I don't think there's any scientific study of jackpotting. When monkeys are given an option between various payout probabilities, they opt for the one that rewards them the most frequently, even though the average reward is the same. I speculate that they would still opt for the more frequent payoff even if the more variable payoff schedule paid on average slightly more.


----------



## tskoffina (Jul 23, 2010)

I usually jackpot for a really good job on something she knows. So far there isn't much she knows, but if I give her the sit command and she obviously didn't see me because she was looking elsewhere, but as soon as she looks and sees my arm frozen at the end of the motion for sit and she actually sits, right away, she'll get a jackpot for doing that. I treat for almost everything, because I'm working on accuracy and I always want her to do what I've shown her, so she always gets something so she wants to continue to perform even if she hasn't seen the whole command.


----------



## KBLover (Sep 9, 2008)

LazyGRanch713 said:


> Not Cracker (obviously!), but the only bad thing I've found with JP's is that the dog can sometimes lose their train of thought. If I jackpot Tag 10 treats in a row for something brilliant, he might not remember what he did 15 seconds ago because he's so focused on recieving his reward. I think too it can get frustrating because if we do something 5 times, and he does it right once, he is probably just guessing and doesn't really know what I want yet.


Wouldn't, then, a jackpot "drive the point home?"

If Wally and I are working on something, he fails 4 times then either by chance or whatever, got it right the 5th time.

Those first 4 times got him nothing, the 5th behavior finds him all but choking down 5 bread balls. While he probably (probably) can't count (I don't think...) I do think he can figure out which behavior got him some big reward - since, usually, he'll do the same thing again!
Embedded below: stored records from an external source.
PR #716, opened 2018-09-19
Add `group_vars/all` to source control

shreshthkhilani:
## Overview

Add `group_vars/all` to source control.

### Checklist

## Testing Instructions

 * Local provision should work
 * Travis should pass

Closes [#160586495](https://www.pivotaltracker.com/story/show/160586495)


.travis/deploy_staging.sh
```diff
@@ -13,8 +13,8 @@ done
 # Set up group vars
 echo "setting up group vars..."
 set +x
-grep -v 'nominatim_key\|app_version:' deployment/ansible/group_vars/all.example \
-    > deployment/ansible/group_vars/all
+grep -v 'nominatim_key\|app_version:' deployment/ansible/group_vars/staging \
```
ddohler: The old version of this was essentially doing the same thing as copying `all.example` -> `all`, but on a per-variable basis. If everything is in source control it may not be necessary to do any copying at all.

ddohler: Oh, I misread the command -- this is literally copying the whole file _except_ `nominatim_key` and `app_version`, and then manually inserting `app_version` as a string literal on the next line (and `nominatim_key` and other secrets below that). The changes we're making should make copying `all.example` unnecessary, and since `group_vars/staging` can just include `app_version: latest` directly within the file, the second one shouldn't be necessary either. 

So I think these first two lines can just be deleted as long as `group_vars/staging` has `app_version` defined and doesn't define `web_js_nominatim_key`. The ones that insert secrets will need to remain though, in order to avoid committing the secrets.

README.md
```diff
@@ -31,14 +31,9 @@ DRIVER - Data for Road Incident Visualization, Evaluation, and Reporting
       (If you just want to install the DRIVER web interface, do this. You can add Android integration later.)
 
     - To build schema model JAR files for the Android app, copy the signing keystore to `gradle/data/driver.keystore`
-    and set the password for the keystore under `keystore_password` in `deployment/ansible/group_vars/all`.
+    and set the password for the keystore under `keystore_password` in `deployment/ansible/group_vars/development`.
```
ddohler: It might be helpful to add a note in the README suggesting `git update-index --assume-unchanged deployment/ansible/group_vars/development` to prevent changes to this file from being tracked by git. The reverse is `--no-assume-unchanged` and that'd be good to include also in case someone wants to update the default development settings.

.gitignore
```diff
@@ -80,6 +80,3 @@ docs/_build/
 
 # PyBuilder
 target/
-
-# group_vars config
-deployment/ansible/group_vars/all
```
ddohler: We should also delete `deployment/ansible/group_vars/all.example` as part of this PR.

.travis/deploy_staging.sh
```diff
@@ -13,20 +13,16 @@ done
 # Set up group vars
 echo "setting up group vars..."
 set +x
-grep -v 'nominatim_key\|app_version:' deployment/ansible/group_vars/all.example \
-    > deployment/ansible/group_vars/all
-echo "app_version: \"latest\"" \
-    >> deployment/ansible/group_vars/all
 echo "web_js_nominatim_key: \"${NOMINATIM_API_KEY}\"" \
```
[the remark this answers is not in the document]
shreshthkhilani: They aren't in staging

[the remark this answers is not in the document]
ddohler: It looks like they still are (even though they're blank), i.e. https://github.com/WorldBank-Transport/DRIVER/pull/716/files#diff-b24154a4151c546c7f0a31a4625034dbR45 (I meant removing the variables entirely, not emptying their values; sorry if that was unclear).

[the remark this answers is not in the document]
shreshthkhilani: Sorry, I was looking at the wrong version of the file!

shreshthkhilani:
This should be good to look at again. Thanks!

PR #717, opened 2018-09-20
Fix map centering after geocoding address

shreshthkhilani:
## Overview

Fix map centering after geocoding address. Currently, after searching the first time and zooming/panning the map, the second search won't work center correctly on the first click. 

### Checklist

### Notes

Kind of unrelated: How do we handle cases when Pickpoint returns no data? Currently, we do nothing. 

Some addresses that work: `64 xavier st`, `160 Luna Mencias`

## Testing Instructions

 * Search for a latlng or an address in the Philippines. 
 * Pan/zoom a bit.
 * Search for another latlng or an address.
 * Ensure that it centers correctly on the first click.

Closes [#155396666](https://www.pivotaltracker.com/story/show/155396666)

### DIFF
--- a/web/app/scripts/state/zoom-to-address-directive.js
+++ b/web/app/scripts/state/zoom-to-address-directive.js
@@ -30,8 +30,7 @@
                     if (latlng === null) {
                         return;
                     }
-                    map.setZoom(16);
-                    map.panTo(new L.LatLng(parseFloat(latlng[0]), parseFloat(latlng[1])));
+                    map.setView([parseFloat(latlng[0]), parseFloat(latlng[1])], 16);
                 };
 
                 var geocodeAddress = function(query) {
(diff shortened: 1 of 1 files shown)


ddohler:
I think it would be good to show some kind of alert when there's no geocoding result, but I think it would be good to wait until the WB and UI/UX have a chance to look at this; we can bring up that question as part of those discussions (although I suspect it'll come up naturally even if we don't).

shreshthkhilani:
Thanks! @ddohler should I add a trigger to search when hitting enter? Or wait on Design/WB for that too?

ddohler:
If you want to and think it'll be easy, I'd say go for it -- even if we end up changing it later, it'll at least make things easier on us for the time being.

shreshthkhilani:
@pcaisse, could you test that hitting enter triggers the search? Thank you!

pcaisse:
@shreshthkhilani LGTM!

PR #719, opened 2018-09-21
Save original record every time a Record is created

shreshthkhilani:
## Overview

Extends the model for `RecordAuditLogEntry` and writes the entire record (as a JSON) as well as an MD5 hash signature of the JSON string to it on create. 

### Checklist

## Testing Instructions

 * Create a new record on the UI
 * Verify that for that new record, an audit log entry was created and has a valid `log` and `signature` field
 * On the Django shell, get that `RecordAuditLogEntry` and ensure that `rale.verify_log()` returns `True`
 * Change the `log` field, save the record, and ensure that `rale.verify_log()` returns `False`

Closes [#160206283](https://www.pivotaltracker.com/story/show/160206283)


app/data/models.py
```diff
@@ -56,6 +57,24 @@ def as_list(cls):
 
     action = models.CharField(max_length=6, choices=ActionTypes.choices)
 
+    weather = models.CharField(max_length=50, null=True, blank=True)
```
ddohler: A couple preliminary thoughts (and apologies if this wasn't intended for review yet):
- This adds a pretty tight coupling between DriverRecords and RecordAuditLogEntries; if we change a field on DriverRecord we'd always need to change this (and the creation code down below) too.
- One of the things I liked about the idea of putting this change tracking on the audit log entries was the possibility for later extending it to track other types of changes, like modifications or deletions. Do you have thoughts about how we might do that with this architecture? It's not necessary as part of this task but I think it'd be good to think it through.

shreshthkhilani: This commit was just work I did to check if I could change models, make Django migrations work, and see the required results on creating records via the UI. 

I plan on editing the audit log model to not replicate the driver record field-to-field. In the past, I've set up audit logs to have a jsonb field with a json of all the info a model has, and I intended to ask on the Slack channel whether that's something we'd like to do. I think that that would also solve the two problems you've raised?

shreshthkhilani: More detail about how a jsonb field would help track changes. The JSON could look something like this: 
```json
{
  "old": {},
  "new": {}
}
```
The `old` and `new` keys would have the state of the object prior to this action and the `new` key would have the state of the object after this action. 
In case of a create, the `old` key would be `null`. In case of delete, `new` would be `null`. In case of an update, `old` and `new` would both be non null.

Alternatively, we could also just track the `new` state.

ddohler: Gotcha; that all makes sense to me. One thing I'm wondering about with JSONB is how to consistently generate the hash since it will be sensitive to things like white space which might differ depending on how the JSONB field gets serialized. But that's a more minor thing -- I think overall a JSONB field makes sense and should do the trick for resolving both those issues.

shreshthkhilani: To hash the JSON, we'd need to convert it to a string and we could just use `json.dumps(dict, sort_keys=True)`?

rmartz: Do we need searching for this field? Concern over whether a static JSONB value has consistent representation in Postgres [seems valid to me](https://www.postgresql.org/docs/9.4/static/datatype-json.html):

> Because the `json` type stores an exact copy of the input text, it will preserve semantically-insignificant white space between tokens, as well as the order of keys within JSON objects.  [...] By contrast, `jsonb` does not preserve white space, does not preserve the order of object keys, and does not keep duplicate object keys.

JSONB's advantages are that it converts data into a more efficient but representationally lossy binary form and is searchable, whereas JSON seems to be basically just a wrapper around a TEXT field. Since we likely would prefer a consistent representation and don't need searchability, JSONB seems like it may not be the best fit of the two.

shreshthkhilani: That's fair. I wasn't aware that Postgres had a just JSON type as opposed to a JSONB. It doesn't need searching on that field, so JSON sounds good.

shreshthkhilani: But does it really matter which field it's stored in the db? If we're hashing the dict, it would be on the Python code (`hashlib.md5(json.dumps(dict, sort_keys=True)).digest()`) and then stored in another column, so we're agnostic to whether it's JSON or JSONB?

app/data/models.py
```diff
@@ -56,6 +57,14 @@ def as_list(cls):
 
     action = models.CharField(max_length=6, choices=ActionTypes.choices)
 
+    # The log JSON will contain `old` and `new` state of the model
+    log = models.TextField(null=True)
+    # Singature will contain an MD5 hash of the log field
+    signature = models.BinaryField(null=True)
```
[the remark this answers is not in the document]
shreshthkhilani: I don't know of an advantage. Would you like me to change it to be a string?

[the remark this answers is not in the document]
ddohler: I probably would: it'll make debugging easier, and if we want to display this to users we'd have to convert the binary to hex anyway.

shreshthkhilani:
@ddohler I made the change; do you want to have a look before I merge?

ddohler:
Looks good to me!

PR #17, opened 2025-02-07
Update ForkingPickler import

maanug-nv:
Update import of `ForkingPickler` to obtain from `multiprocessing` instead of `torch.multiprocessing` after this [change](https://github.com/pytorch/pytorch/commit/abd16a8c642733bd88e0bb1634b04972a8cfd688)


srogawski-nvidia (approved):
lgtm

PR #28, opened 2025-04-15
Fix thread safety in buffer access

rhewett-nv:


rhewett-nv:
We've discussed internally and decided that this update is not necessary at this time because,
* There is only one writer, even though there are multiple readers
* The timestamp reporting/use is robust to slight staleness in the timestamp and count because the injection and timestamp comparison time-windows are sufficiently different in scale

PR #29, opened 2025-04-16
Use MSC in the checkpointing

shunjiad:
Integrate the [multi-storage-client](https://github.com/NVIDIA/multi-storage-client) into the checkpoint module to support reading and writing checkpoints on object storage.

```
FileSystemWriterAsync(path="msc://test-bucket-s3/checkpoints/", use_msc=True)
```

### DIFF
--- a/src/nvidia_resiliency_ext/checkpointing/async_ckpt/filesystem_async.py
+++ b/src/nvidia_resiliency_ext/checkpointing/async_ckpt/filesystem_async.py
@@ -17,6 +17,7 @@
 import dataclasses
 import logging
 import os
+import pickle
 import queue
 from functools import partial
 from heapq import heappop, heappush
@@ -31,6 +32,7 @@ import torch
 from torch import multiprocessing as mp
 from torch.distributed.checkpoint import FileSystemWriter
 from torch.distributed.checkpoint.filesystem import DEFAULT_SUFFIX, _StoragePrefix, _write_item
+from torch.distributed.checkpoint.metadata import Metadata
 
 try:
     from torch.distributed.checkpoint.filesystem import _StorageWriterTransforms
@@ -77,8 +79,13 @@ class FileSystemWriterAsync(FileSystemWriter):
     (intermediate state is stored as writer attributes).
     """
 
-    def __init__(self, *args, separation_hint: Optional[str] = None, **kwargs):
-        super().__init__(*args, **kwargs)
+    def __init__(
+        self, path: Union[str, os.PathLike], *args, separation_hint: Optional[str] = None, **kwargs
+    ):
+        self.checkpoint_dir = path
+        self.use_msc = kwargs.pop("use_msc", False)
+
+        super().__init__(path, *args, **kwargs)
         if not self.single_file_per_rank:
             raise NotImplementedError(
                 'single_file_per_rank flag not supported for FileSystemWriterAsync'
@@ -159,7 +166,11 @@ class FileSystemWriterAsync(FileSystemWriter):
                 if len(bytes_data) > 0 or len(tensor_data) > 0:
                     file_name = gen_file(prefix=group_name)
                     self.write_buckets.append(
-                        (self.path / file_name, file_name, (bytes_data, tensor_data))
+                        (
+                            os.path.join(self.checkpoint_dir, file_name),
+                            file_name,
+                            (bytes_data, tensor_data),
+                        )
                     )
 
         # Check if there is anything to write on this rank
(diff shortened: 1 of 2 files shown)


pyproject.toml
```diff
@@ -40,6 +40,7 @@ pyyaml = "*"
 pynvml = ">=12.0.0"
 nvidia-ml-py = ">=12.570.86"
 defusedxml = "*"
+multi-storage-client = ">=0.18.0"
```
apaithankar: Any reason this needs to be a hard dependency on NVRx?
Can we make it optional and raise an exception when user actually uses that backend (if not installed)?

src/nvidia_resiliency_ext/checkpointing/async_ckpt/filesystem_async.py
```diff
@@ -26,11 +27,13 @@
 from time import time
 from typing import Any, Callable, Dict, List, Optional, Tuple, Union
 
+import multistorageclient as msc
```
apaithankar: This will change if we make it an optional dependency.

tests/checkpointing/unit/test_async_writer.py
```diff
@@ -68,17 +76,27 @@ def sync_save_checkpoint(self, checkpoint_dir, state_dict, planner):
...
-            storage_reader=FileSystemReader(checkpoint_dir),
+            storage_reader=storage_reader,
             planner=DefaultLoadPlanner(),
         )
         return state_dict
 
     def test_async_is_equivalent_to_sync(self, tmp_path_dist_ckpt):
         """Verifies that async checkpointing produces the same results as sync checkpointing."""
+        self.perform_save_and_load(tmp_path_dist_ckpt, use_msc=False)
+        self.perform_save_and_load(tmp_path_dist_ckpt, use_msc=True)
```
apaithankar: Please make this a separate test `test_msc_async_is_equivalent_to_sync`

src/nvidia_resiliency_ext/checkpointing/msc/filesystem_msc.py
```diff
@@ -0,0 +1,179 @@
...
+        # group requests by file
+        per_file: Dict[str, List[ReadItem]] = {}
+        for read_item in plan.items:
+            item_md = self.storage_data[read_item.storage_index]
+            path = item_md.relative_path
+            per_file.setdefault(path, []).append(read_item)
+
+        # prefetch objects
+        if len(per_file) > 0:
+            with ThreadPoolExecutor(max_workers=len(per_file)) as executor:
```
apaithankar: Might be a good idea to limit the `max_workers` depending on what this call actually does. E.g.:
```
max_workers=min(64, len(per_file))
```

src/nvidia_resiliency_ext/checkpointing/msc/filesystem_msc.py
```diff
@@ -0,0 +1,179 @@
...
+    """
+    Prefetch the checkpoint files
+
+    Args:
+        checkpoint_dir (str): The checkpoint directory.
+        relative_path (str): The relative path to the checkpoint file.
+    """
+    path = os.path.join(checkpoint_dir, relative_path)
+    s = time()
+    with msc.open(path, "rb") as _:
```
apaithankar: Will this cause a file to be read?

pyproject.toml
shunjiad: The package itself is very lightweight and mainly contains interfaces. By default, it does not install any object store dependencies. Do you see any concerns if we make it a hard dependency?

src/nvidia_resiliency_ext/checkpointing/msc/filesystem_msc.py
shunjiad: The code will prefetch the checkpoint file to the local cache if the cache is configured with MSC. This is the optimization when the checkpoint file is stored on object storage.

apaithankar (approved):
LGTM

sbak5:
Please pause until either one of Slawek and myself does review and final pass.

src/nvidia_resiliency_ext/checkpointing/msc/filesystem_msc.py
scravek, line 1: If I understand correctly, this file is duplicated from megatron/core/dist_checkpointing/strategies/filesystem_msc.py.
Do we have a plan for resolving this duplication going forward?

scravek, line 1: Can we clarify whether this file should live here, in MCore, or be duplicated in both places?

skierat, line 1: Can we clarify whether this file should live here, in MCore, or be duplicated in both places?

sbak5:
LGTM

sbak5 (approved):

PR #31, opened 2025-04-16
Inprocess: update description of Progress Watchdog and Known Issues section

szmigacz:


docs/source/inprocess/usage_guide.rst
```diff
@@ -10,7 +10,8 @@ functionality provided by the :py:class:`Wrapper`.
 
 Requirements
 ------------
-In-process restart functionality requires `PyPI PyTorch
+In-process restart functionality requires `NCCL
+<https://github.com/NVIDIA/nccl>`_ v2.26.2 or higher, `PyPI PyTorch
 <https://pypi.org/project/torch/>`_ v2.5.1 through v2.6.0 or `PyTorch NGC
 Container <https://catalog.ngc.nvidia.com/orgs/nvidia/containers/pytorch>`_
 versions 24.07 through 24.10. For further limitations and compatibility
```
rhewett-nv: 25.02 / PyT 2.7 is also compatible

szmigacz: PyTorch 2.7 wasn't yet released, so we can't claim compatibility. Anything post 2.6 is tagged "2.7.0a*", but it's not actual 2.7.0, it's "post 2.6".

Regarding NGC container versions: I'm not sure what to do, versions 24.11+ were excluded because of NCCL, but we're saying "NCCL 2.26.2+" is a requirement, so out of the box none of those containers will work (including 25.02 and 25.03) because the default NCCL will be too old.  So we could say "PyTorch v2.5.1+  and NCCL 2.26.2+" without referring to actual DLFW container versions, would that work?

rhewett-nv: That's a good point.  Just listing the required versions is the most accurate way to do it

szmigacz: I pushed an update. I removed container versions and requirements are PyTorch >= 2.5.1 and NCCL >= 2.26.2

PR #36, opened 2025-04-28
Fix the sync issue in `TemporalAsyncCaller`

sbak5:
Fix sync issue for TemporalAsyncCaller, which leads to incomplete checkpoints at some cases


src/nvidia_resiliency_ext/checkpointing/async_ckpt/core.py
```diff
@@ -161,7 +161,7 @@ def close(self):
         logger.info(f"AsyncCaller: {torch.distributed.get_rank()}, Destroying Async Caller")
 
     def __del__(self):
```
rhewett-nv, line 164: This should an abstractmethod

sbak5: Missed the decorator when moved manually from Mcore. Thanks.

PR #40, opened 2025-05-06
Synchronize changes in MCore to NVRx for Metadata caching and newer changes in PyT DCP routines

sbak5:
This PR includes changes made for refactoring of metadata caching in Mcore and PyT DCP routine signature changes

### DIFF
--- a/src/nvidia_resiliency_ext/checkpointing/async_ckpt/cached_metadata_filesystem_reader.py
+++ b/src/nvidia_resiliency_ext/checkpointing/async_ckpt/cached_metadata_filesystem_reader.py
@@ -1,0 +1,51 @@
+# SPDX-FileCopyrightText: Copyright (c) 2024 NVIDIA CORPORATION & AFFILIATES. All rights reserved.
+# SPDX-License-Identifier: Apache-2.0
+#
+# Licensed under the Apache License, Version 2.0 (the "License");
+# you may not use this file except in compliance with the License.
+# You may obtain a copy of the License at
+#
+# http://www.apache.org/licenses/LICENSE-2.0
+#
+# Unless required by applicable law or agreed to in writing, software
+# distributed under the License is distributed on an "AS IS" BASIS,
+# WITHOUT WARRANTIES OR CONDITIONS OF ANY KIND, either express or implied.
+# See the License for the specific language governing permissions and
+# limitations under the License.
+
+""" FS Reader with metadata cached support. """
+
+import os
+from typing import Union
+
+from torch.distributed.checkpoint import FileSystemReader, Metadata
+
+
+class CachedMetadataFileSystemReader(FileSystemReader):
+    """
+    Extends FileSystemReader to cache metadata for improved performance.
+
+    Attributes:
+        _cached_metadata (Metadata or None): Cached metadata from the file system.
+    """
+
+    def __init__(self, path: Union[str, os.PathLike]) -> None:
+        """
+        Initialize with file system path.
+
+        Args:
+            path (Union[str, os.PathLike]): Path to the checkpoint directory or file.
+        """
+        super().__init__(path=path)
+        self._cached_metadata = None
+
+    def read_metadata(self) -> Metadata:
+        """
+        Read metadata from file system, caching for subsequent calls.
+
+        Returns:
+            Metadata: Checkpoint metadata.
+        """
+        if self._cached_metadata is None:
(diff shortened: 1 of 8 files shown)


sbak5:
a new test is needed to verify metadata.

apaithankar:
Will the test be added in a separate pull request?

src/nvidia_resiliency_ext/checkpointing/async_ckpt/core.py
```diff
@@ -160,7 +160,6 @@ def close(self):
         """Terminate the async caller at exit of an application or some termination conditions"""
         logger.info(f"AsyncCaller: {torch.distributed.get_rank()}, Destroying Async Caller")
 
-    @abstractmethod
```
rhewett-nv: Keep this

sbak5:
> Will the tests be added in a separate pull request?

Will move two unit tests from Mcore for metadata caching and add an example for metadata caching.

src/nvidia_resiliency_ext/checkpointing/async_ckpt/cached_metadata_filesystem_reader.py
```diff
@@ -0,0 +1,51 @@
...
+        """
+        Initialize with file system path.
+
+        Args:
+            path (Union[str, os.PathLike]): Path to the checkpoint directory or file.
+        """
+        super().__init__(path=path)
+        self._cached_metadata = None
+
+    def read_metadata(self) -> Metadata:
```
rhewett-nv, line 42: Is there ever a usecase where we want to flush the cache and reread it?

src/nvidia_resiliency_ext/checkpointing/async_ckpt/state_dict_saver.py
```diff
@@ -50,53 +50,248 @@ def _compare_dataclasses(obj1, obj2):
...
+        # which aggregates local plans from all ranks
+        self.cached_central_plan: SavePlan = None
+        # cached outcome of `SavePlan.prepare_local_plan` describes how local state_dict is written
+        self.cached_local_plan: SavePlan = None
+        # Cached global metadata, only `coordinator` for dist-ckpt holds
+        # if central plans are consistent over iters
+        self.cached_global_metadata: Metadata = None
+        # This variable records if the ckpt structures are consistent
+        # so the following checkpoint savings reuse `cached_global_metadata`
+        self.validated_cache_reuse: bool = False
```
rhewett-nv, line 88: I don't understand the use of the word `validated` in this var and the next.  Can we make them (and the comments) more clear?

src/nvidia_resiliency_ext/checkpointing/utils.py
```diff
@@ -127,3 +117,75 @@ def wrapped(state_dict, *args, **kwargs):
             fn(state_dict, *args, **kwargs)
 
     return wrapped
+
+
+# Dict utils copied from megatron.core.dist_checkpointing.dict_utils.py
+def diff(x1: Any, x2: Any, prefix: Tuple = ()) -> Tuple[list, list, list]:
+    """Recursive diff of dicts.
```
rhewett-nv, line 125: This function works for types that are not `dict`.

src/nvidia_resiliency_ext/checkpointing/async_ckpt/cached_metadata_filesystem_reader.py
sbak5: This is used to bypass any collective comm for metadata when the job resumes from the previous checkpoint. 
We load a checkpoint and keep it in some variable, which is used to fill out the metadata needed for the upcoming saving.

src/nvidia_resiliency_ext/checkpointing/async_ckpt/state_dict_saver.py
sbak5: validated means the cached metadata aligns with state dict over iterations so it's safe to reuse.

sbak5: I can add more words to the comment.

src/nvidia_resiliency_ext/checkpointing/utils.py
sbak5: It's intended. It's intended to compare elements recursively over iteratable objects.

hexinw-nvidia (approved):

PR #43, opened 2025-05-08
Added doc on restriction for TE abort usage

rhewett-nv:
This clarifies the required usage of the AbortTransfomerEngine callback.

As the new doc says, if you use the transformer engine abort callback, you need to do that after the torch distributed abort callback, otherwise restarts can hang.


rhewett-nv:
As the new doc says, if you use the transformer engine abort callback, you need to do that _after_ the torch distributed abort callback.

hexinw-nvidia (approved):

PR #44, opened 2025-05-08
Enhanced InJob restart in RankMonitorServer and launcher:

hexinw-nvidia:
- Modified read_obj_from_ipc_stream to raise exceptions instead of returning None, improving error handling clarity and robustness.
- Updated RankMonitorServer to handle launcher IPC connections, including explicit connection closure on "close_worker_ipc_connection" message.
- Added launcher IPC server to RankMonitorServer to receive commands from the launcher.
- Enhanced LocalElasticAgent to send close messages to rank monitors before shutting down workers, ensuring graceful connection closure.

Now the question would be - would one treat work just as well? I don't know, but after a jackpot I can just about count on getting that behavior again. After one - sometimes it's still hit or miss. Bread is cheap and those 4 extra bread balls won't make him fat, so I go with it 

Likewise, I don't use too many keep going signals with Wally. I'd rather either click the partial correctness and just outright shape it, or be silent/look away (a bit of a NRM in itself), and have him keep working at it until he does it and I c/t.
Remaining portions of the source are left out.